= Task to carry out =
Of all the lines below, return only those starting with the line holding "PR #450, opened 2026-06-26" and going on through the line holding "## Background", exactly as written.

= Record excerpts =
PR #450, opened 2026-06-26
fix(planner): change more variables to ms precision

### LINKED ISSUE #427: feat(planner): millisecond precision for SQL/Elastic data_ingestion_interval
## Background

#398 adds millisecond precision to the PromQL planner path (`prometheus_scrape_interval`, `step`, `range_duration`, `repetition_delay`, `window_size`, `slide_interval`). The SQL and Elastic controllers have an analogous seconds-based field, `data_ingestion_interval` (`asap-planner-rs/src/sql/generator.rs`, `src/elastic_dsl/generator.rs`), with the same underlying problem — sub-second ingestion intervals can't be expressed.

...

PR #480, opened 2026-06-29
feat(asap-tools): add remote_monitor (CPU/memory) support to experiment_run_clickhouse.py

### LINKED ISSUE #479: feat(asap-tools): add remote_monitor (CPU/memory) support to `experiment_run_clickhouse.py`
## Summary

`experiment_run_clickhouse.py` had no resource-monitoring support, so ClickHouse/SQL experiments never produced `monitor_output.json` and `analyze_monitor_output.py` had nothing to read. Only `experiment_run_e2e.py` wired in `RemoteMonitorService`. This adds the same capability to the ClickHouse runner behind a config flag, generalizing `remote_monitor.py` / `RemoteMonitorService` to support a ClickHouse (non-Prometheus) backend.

= Exercise answer =
PR #450, opened 2026-06-26
fix(planner): change more variables to ms precision

### LINKED ISSUE #427: feat(planner): millisecond precision for SQL/Elastic data_ingestion_interval
## Background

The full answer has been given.